■ YOUR ASSIGNMENT
Keep every character as it is and output all of the records.

■ MATERIALS PROVIDED
PR #1469, opened 2021-08-20
Hotfix to fix release ci

simlay:
Most of these edits are from my vim that removes white space at the end of lines.


simlay:
Close in favor of #1470.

■ ANSWER TO THE PROBLEM
PR #1469, opened 2021-08-20
Hotfix to fix release ci

simlay:
Most of these edits are from my vim that removes white space at the end of lines.


simlay:
Close in favor of #1470.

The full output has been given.